In 2007, the BaBar Collaboration studied the \(D^0\rightarrow K^-e^+\nu _e\) decays by analyzing 75 fb\(^{-1}\) data collected at 10.6 GeV [5]. They selected \(D^0\rightarrow K^-e^+\nu _e\) decays from \(e^+e^-\rightarrow c\bar{c}\) events and divide the candidate events into ten \(q^2\) bins. In each \(q^2\) bin, the partial decay rate is measured relative to the normalization mode, \(D^0\rightarrow K^-\pi ^+\).

All above mentioned measurements are relative measurements which could not be used directly to determine the form factor \(f_+^K(0)\) or \(|V_{cs}|\). To use these measurements to determine \(f_+^K(0)\) or \(|V_{cs}|\), we should first transfer these measurements into absolute decay rates in certain \(q^2\) range. The absolute decay rate \(\Delta \Gamma \) can be obtained from the measured relative decay branching ratio \(R\) by

$$\begin{aligned} \Delta \Gamma =R\times B(D\rightarrow K\pi )\times \frac{1}{\tau _D}, \end{aligned}$$

(2)

where \(B(D\rightarrow K\pi )\) is the branching fraction for \(D^0\rightarrow K^-\pi ^+\) or \(D^+\rightarrow \bar{K}^0\pi ^+\) decays, and \(\tau _D\) is the lifetime of \(D\) meson.

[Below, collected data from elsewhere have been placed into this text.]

PR #4339, opened 2024-05-02
Set readStartAtFile context aware for purge uploads

artpej:
Custom storage drivers could needs information from context (for example the user who requested PurgeUploads)


milosgajdos (approved):
Nice catch! PTAL @thaJeztah @squizzi @corhere

artpej:
Thanks!

PR #4341, opened 2024-05-07
fix logic for handling regionEndpoint

Ankurk99:
The current logic only checks the region and returns if it's empty; however, we are not validating the regionEndpoint parameter. Therefore, if the user provides only the regionEndpoint without any region, this will not be evaluated.

### DIFF
--- a/registry/storage/driver/s3-aws/s3.go
+++ b/registry/storage/driver/s3-aws/s3.go
@@ -223,12 +223,13 @@ func FromParameters(ctx context.Context, parameters map[string]interface{}) (*Dr
 	}
 
 	regionName := parameters["region"]
-	if regionName == nil || fmt.Sprint(regionName) == "" {
-		return nil, fmt.Errorf("no region parameter provided")
-	}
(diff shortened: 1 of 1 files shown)


milosgajdos:
Can you point me to some docs that say the region endpoint does have a preference over setting just the region.

I've hacked up a quick test and it seems to be the case, but it'd be great to point users in some direction in case this gets brought up in the future

Ankurk99:
I couldn't find the doc saying that the region endpoint is preferred over setting the region, but if we see [here](https://github.com/aws/aws-sdk-go/blob/main/aws/config.go#L44-L50), it mentions that we have to specify an endpoint even if region is applied. This I believe is due to the logic that we check the regionName parameter before the regionEndpoint value.
Am I missing anything here?

milosgajdos (approved):

milosgajdos:
PTAL @thaJeztah @Jamstah @squizzi @wy65701436

Jamstah (approved):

To avoid the possible correlations, here we use the value of the branching fraction of \(D^0\rightarrow K^-\pi ^+\) decay, \(B(D^0\rightarrow K^-\pi ^+)=(3.91\pm 0.05)\,\%\), which is the average of the measurements from BaBar [6], CLEO-c [7], CLEO-II [8], ALEPH [9, 10], and ARGUS [11]. For the branching fraction of \(D^+\rightarrow \bar{K}^0\pi ^+\) decay, we use the value of \(B(D^+\rightarrow \bar{K}^0\pi ^+)=(2.986\pm 0.069)\,\%\), which is the sum of CLEO-c’s measurements \(B(D^+\rightarrow K_S^0\pi ^+)=(1.526\pm 0.022\pm 0.038)\,\%\) [7] and \(B(D^+\rightarrow K_L^0\pi ^+)=(1.460\pm 0.040\pm 0.035)\,\%\) [12].

Using the lifetime of \(D\) meson, \(\tau _{D^0}=(410.1\pm 1.5)\times 10^{-15}\) s, and \(\tau _{D^+}=(1040\pm 7)\times 10^{-15}\) s from PDG [13], the branching fractions of \(B(D^0\rightarrow K^-\pi ^+)=(3.91\pm 0.05)\,\%\) and \(B(D^+\rightarrow \bar{K}^0\pi ^+)=(2.986\pm 0.069)\,\%\), we translate these measurements of relative branching fractions and relative partial decay rates into absolute partial decay rates as shown in Tables 1 and 2.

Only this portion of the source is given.